• **Exercise aim**:
Return, word for word, the lines of the listing below from the one with "from ..json_logic import JsonLogicTest" through the one with "- [x] Modify", and no other lines.

-- Opening Marker --

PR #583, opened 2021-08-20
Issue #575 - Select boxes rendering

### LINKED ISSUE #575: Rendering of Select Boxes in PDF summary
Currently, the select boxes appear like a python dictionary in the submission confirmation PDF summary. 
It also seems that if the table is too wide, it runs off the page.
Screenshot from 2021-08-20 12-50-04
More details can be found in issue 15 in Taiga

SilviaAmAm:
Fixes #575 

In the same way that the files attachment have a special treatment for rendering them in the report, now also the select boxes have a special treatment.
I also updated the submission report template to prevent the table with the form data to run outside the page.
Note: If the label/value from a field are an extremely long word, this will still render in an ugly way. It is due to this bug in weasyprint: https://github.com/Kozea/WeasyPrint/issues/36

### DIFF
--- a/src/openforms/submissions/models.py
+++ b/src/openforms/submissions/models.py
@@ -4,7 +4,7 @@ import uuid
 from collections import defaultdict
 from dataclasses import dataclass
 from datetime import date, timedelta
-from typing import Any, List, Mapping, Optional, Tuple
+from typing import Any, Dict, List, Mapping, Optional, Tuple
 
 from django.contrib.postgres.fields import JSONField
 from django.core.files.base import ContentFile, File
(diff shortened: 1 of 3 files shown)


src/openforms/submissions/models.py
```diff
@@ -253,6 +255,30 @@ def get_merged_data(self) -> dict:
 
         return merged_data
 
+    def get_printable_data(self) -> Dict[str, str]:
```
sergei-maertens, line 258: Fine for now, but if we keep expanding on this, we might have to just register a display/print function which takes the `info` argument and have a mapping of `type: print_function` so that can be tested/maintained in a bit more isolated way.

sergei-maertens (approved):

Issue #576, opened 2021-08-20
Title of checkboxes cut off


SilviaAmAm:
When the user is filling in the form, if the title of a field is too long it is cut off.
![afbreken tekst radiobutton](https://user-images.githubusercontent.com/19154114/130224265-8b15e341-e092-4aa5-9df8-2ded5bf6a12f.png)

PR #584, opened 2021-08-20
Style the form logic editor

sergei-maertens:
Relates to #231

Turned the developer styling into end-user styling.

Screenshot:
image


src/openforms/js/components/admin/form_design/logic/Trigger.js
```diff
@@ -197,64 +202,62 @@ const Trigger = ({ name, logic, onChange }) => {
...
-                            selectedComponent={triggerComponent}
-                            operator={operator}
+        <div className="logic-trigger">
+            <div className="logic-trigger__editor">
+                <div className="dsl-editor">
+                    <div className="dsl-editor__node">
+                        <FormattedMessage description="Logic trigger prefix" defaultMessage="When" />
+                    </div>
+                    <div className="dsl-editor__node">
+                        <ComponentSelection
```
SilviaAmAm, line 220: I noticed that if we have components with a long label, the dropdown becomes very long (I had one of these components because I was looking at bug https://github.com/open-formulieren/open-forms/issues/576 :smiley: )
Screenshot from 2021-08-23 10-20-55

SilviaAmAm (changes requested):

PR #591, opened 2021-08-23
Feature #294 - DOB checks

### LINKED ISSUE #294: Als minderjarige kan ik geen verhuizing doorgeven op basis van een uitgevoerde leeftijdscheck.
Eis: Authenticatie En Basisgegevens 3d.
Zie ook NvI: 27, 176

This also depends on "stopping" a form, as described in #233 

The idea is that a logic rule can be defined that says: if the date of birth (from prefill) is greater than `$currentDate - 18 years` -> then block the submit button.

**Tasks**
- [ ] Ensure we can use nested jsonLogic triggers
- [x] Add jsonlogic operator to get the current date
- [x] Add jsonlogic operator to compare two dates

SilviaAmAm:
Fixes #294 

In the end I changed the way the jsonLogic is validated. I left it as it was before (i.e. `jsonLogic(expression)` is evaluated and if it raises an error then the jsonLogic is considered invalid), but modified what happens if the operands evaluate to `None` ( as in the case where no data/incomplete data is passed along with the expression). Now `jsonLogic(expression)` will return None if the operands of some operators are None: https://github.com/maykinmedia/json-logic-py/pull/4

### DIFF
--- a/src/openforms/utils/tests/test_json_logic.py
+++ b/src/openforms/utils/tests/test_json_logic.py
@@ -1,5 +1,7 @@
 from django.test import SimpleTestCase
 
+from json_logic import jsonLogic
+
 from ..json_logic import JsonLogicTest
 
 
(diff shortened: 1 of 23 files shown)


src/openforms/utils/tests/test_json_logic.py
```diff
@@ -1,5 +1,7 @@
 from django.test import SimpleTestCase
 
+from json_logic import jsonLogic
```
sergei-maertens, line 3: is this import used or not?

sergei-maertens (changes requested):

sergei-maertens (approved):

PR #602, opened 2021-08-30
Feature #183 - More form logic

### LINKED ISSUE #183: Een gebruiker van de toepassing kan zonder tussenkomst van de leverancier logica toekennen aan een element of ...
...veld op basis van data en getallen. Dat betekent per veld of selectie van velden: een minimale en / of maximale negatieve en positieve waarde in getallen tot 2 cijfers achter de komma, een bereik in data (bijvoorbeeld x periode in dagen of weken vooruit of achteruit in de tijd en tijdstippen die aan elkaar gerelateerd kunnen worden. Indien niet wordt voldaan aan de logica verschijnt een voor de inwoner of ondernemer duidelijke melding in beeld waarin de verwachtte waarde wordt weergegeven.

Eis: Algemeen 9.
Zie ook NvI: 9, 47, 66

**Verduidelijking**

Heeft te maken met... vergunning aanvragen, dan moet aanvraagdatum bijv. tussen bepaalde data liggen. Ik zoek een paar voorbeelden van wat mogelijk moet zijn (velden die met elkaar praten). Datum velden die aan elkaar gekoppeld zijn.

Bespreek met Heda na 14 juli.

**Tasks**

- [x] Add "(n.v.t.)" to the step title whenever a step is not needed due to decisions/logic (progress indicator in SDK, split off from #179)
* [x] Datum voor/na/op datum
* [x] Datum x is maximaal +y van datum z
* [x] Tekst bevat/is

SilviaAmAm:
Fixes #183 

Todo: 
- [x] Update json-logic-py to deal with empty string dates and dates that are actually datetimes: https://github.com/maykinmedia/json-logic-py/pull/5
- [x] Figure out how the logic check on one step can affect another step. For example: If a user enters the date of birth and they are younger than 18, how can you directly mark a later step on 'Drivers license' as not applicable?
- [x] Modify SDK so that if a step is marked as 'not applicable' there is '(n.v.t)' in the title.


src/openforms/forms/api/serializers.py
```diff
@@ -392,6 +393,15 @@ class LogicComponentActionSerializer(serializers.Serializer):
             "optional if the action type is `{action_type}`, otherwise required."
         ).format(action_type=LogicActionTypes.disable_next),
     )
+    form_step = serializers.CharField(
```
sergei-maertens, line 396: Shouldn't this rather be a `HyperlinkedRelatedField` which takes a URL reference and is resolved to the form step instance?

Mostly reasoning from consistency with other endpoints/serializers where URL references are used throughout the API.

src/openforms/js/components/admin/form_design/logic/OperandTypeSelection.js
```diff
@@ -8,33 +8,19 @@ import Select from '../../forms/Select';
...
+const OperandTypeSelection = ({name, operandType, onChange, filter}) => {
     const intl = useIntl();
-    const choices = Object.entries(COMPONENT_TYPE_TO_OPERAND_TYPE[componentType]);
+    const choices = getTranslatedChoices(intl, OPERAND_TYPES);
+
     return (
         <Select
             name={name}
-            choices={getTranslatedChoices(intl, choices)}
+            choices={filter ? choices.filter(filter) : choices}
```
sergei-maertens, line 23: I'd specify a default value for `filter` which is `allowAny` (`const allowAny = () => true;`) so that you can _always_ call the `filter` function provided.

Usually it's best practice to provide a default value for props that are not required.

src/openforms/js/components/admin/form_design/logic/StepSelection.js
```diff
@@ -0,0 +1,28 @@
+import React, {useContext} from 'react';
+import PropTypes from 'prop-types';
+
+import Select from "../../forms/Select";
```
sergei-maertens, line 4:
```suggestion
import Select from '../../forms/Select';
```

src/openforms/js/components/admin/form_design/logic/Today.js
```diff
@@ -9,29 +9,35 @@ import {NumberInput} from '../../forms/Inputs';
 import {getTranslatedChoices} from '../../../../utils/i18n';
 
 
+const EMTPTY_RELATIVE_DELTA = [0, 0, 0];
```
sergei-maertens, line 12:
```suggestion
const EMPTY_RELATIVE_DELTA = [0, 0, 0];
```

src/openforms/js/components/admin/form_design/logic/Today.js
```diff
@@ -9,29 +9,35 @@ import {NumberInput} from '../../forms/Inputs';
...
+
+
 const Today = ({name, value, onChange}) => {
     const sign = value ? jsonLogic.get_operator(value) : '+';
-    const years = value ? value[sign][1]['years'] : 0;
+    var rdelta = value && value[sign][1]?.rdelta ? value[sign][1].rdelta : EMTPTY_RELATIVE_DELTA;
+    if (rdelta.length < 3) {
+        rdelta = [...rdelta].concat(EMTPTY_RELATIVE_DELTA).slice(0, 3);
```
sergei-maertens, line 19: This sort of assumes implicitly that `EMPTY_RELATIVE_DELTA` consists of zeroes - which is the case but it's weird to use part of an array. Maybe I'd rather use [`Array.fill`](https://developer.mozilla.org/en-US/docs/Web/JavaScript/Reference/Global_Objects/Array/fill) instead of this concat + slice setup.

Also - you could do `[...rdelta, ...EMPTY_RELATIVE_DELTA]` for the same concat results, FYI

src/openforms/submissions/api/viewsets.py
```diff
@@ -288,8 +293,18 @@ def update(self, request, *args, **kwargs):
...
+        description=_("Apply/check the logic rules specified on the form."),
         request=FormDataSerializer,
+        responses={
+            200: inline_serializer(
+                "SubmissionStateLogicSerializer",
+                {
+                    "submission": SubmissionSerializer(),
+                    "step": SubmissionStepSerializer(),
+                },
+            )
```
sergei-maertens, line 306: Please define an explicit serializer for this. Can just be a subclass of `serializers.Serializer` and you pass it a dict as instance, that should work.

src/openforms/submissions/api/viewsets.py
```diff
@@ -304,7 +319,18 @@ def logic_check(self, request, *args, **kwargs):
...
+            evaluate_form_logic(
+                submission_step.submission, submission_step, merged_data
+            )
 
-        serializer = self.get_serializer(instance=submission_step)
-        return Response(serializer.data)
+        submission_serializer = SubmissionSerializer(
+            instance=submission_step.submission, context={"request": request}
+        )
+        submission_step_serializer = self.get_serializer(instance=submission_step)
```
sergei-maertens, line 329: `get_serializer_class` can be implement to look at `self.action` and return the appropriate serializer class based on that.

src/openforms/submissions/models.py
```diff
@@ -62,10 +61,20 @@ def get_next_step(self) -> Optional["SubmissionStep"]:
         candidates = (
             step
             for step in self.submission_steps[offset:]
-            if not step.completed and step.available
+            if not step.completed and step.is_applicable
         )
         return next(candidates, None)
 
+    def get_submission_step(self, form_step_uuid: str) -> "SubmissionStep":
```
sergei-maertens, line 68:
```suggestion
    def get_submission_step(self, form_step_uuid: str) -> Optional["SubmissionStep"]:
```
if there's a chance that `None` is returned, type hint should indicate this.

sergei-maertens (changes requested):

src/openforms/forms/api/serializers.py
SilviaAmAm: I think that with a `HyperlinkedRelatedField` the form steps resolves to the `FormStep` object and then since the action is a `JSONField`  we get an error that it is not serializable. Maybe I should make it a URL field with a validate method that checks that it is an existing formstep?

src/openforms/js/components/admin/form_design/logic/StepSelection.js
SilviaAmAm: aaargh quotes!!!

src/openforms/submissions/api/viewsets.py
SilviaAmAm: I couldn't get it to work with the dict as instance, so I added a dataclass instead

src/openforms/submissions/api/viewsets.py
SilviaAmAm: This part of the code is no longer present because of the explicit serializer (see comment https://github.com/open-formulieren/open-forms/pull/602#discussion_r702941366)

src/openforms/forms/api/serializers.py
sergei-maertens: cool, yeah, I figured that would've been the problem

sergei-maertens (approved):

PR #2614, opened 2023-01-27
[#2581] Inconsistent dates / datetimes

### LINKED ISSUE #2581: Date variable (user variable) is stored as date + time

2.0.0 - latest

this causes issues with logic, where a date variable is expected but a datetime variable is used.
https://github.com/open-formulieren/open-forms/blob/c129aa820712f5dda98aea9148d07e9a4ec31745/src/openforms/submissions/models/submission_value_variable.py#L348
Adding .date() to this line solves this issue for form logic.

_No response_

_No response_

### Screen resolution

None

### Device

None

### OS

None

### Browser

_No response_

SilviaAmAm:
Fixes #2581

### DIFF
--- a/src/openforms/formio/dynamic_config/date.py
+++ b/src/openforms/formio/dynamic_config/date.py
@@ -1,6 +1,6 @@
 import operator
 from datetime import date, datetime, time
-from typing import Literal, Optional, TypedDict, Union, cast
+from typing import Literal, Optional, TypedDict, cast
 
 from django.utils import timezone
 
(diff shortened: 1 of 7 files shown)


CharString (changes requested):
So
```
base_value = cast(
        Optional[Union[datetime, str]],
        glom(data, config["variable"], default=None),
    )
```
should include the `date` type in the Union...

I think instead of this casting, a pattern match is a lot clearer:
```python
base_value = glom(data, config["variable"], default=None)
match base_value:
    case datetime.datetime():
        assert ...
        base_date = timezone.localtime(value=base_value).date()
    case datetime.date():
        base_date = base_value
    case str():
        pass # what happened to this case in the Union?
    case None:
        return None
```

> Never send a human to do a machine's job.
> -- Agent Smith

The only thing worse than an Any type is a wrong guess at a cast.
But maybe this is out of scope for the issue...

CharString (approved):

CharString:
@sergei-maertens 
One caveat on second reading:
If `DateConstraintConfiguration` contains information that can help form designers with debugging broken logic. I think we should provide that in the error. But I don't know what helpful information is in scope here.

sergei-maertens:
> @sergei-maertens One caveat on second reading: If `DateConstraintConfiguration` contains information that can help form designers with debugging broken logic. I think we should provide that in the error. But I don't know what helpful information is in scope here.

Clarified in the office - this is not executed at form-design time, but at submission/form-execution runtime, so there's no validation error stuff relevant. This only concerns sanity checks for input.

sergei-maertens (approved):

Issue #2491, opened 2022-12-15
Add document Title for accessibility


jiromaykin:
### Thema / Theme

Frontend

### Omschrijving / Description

-- Closing Marker --

• **Solved exercise**:
 from ..json_logic import JsonLogicTest
 
 
(diff shortened: 1 of 23 files shown)


src/openforms/utils/tests/test_json_logic.py
```diff
@@ -1,5 +1,7 @@
 from django.test import SimpleTestCase
 
+from json_logic import jsonLogic
```
sergei-maertens, line 3: is this import used or not?

sergei-maertens (changes requested):

sergei-maertens (approved):

PR #602, opened 2021-08-30
Feature #183 - More form logic

### LINKED ISSUE #183: Een gebruiker van de toepassing kan zonder tussenkomst van de leverancier logica toekennen aan een element of ...
...veld op basis van data en getallen. Dat betekent per veld of selectie van velden: een minimale en / of maximale negatieve en positieve waarde in getallen tot 2 cijfers achter de komma, een bereik in data (bijvoorbeeld x periode in dagen of weken vooruit of achteruit in de tijd en tijdstippen die aan elkaar gerelateerd kunnen worden. Indien niet wordt voldaan aan de logica verschijnt een voor de inwoner of ondernemer duidelijke melding in beeld waarin de verwachtte waarde wordt weergegeven.

Eis: Algemeen 9.
Zie ook NvI: 9, 47, 66

**Verduidelijking**

Heeft te maken met... vergunning aanvragen, dan moet aanvraagdatum bijv. tussen bepaalde data liggen. Ik zoek een paar voorbeelden van wat mogelijk moet zijn (velden die met elkaar praten). Datum velden die aan elkaar gekoppeld zijn.

Bespreek met Heda na 14 juli.

**Tasks**

- [x] Add "(n.v.t.)" to the step title whenever a step is not needed due to decisions/logic (progress indicator in SDK, split off from #179)
* [x] Datum voor/na/op datum
* [x] Datum x is maximaal +y van datum z
* [x] Tekst bevat/is

SilviaAmAm:
Fixes #183 

Todo: 
- [x] Update json-logic-py to deal with empty string dates and dates that are actually datetimes: https://github.com/maykinmedia/json-logic-py/pull/5
- [x] Figure out how the logic check on one step can affect another step. For example: If a user enters the date of birth and they are younger than 18, how can you directly mark a later step on 'Drivers license' as not applicable?
- [x] Modify SDK so that if a step is marked as 'not applicable' there is '(n.v.t)' in the title.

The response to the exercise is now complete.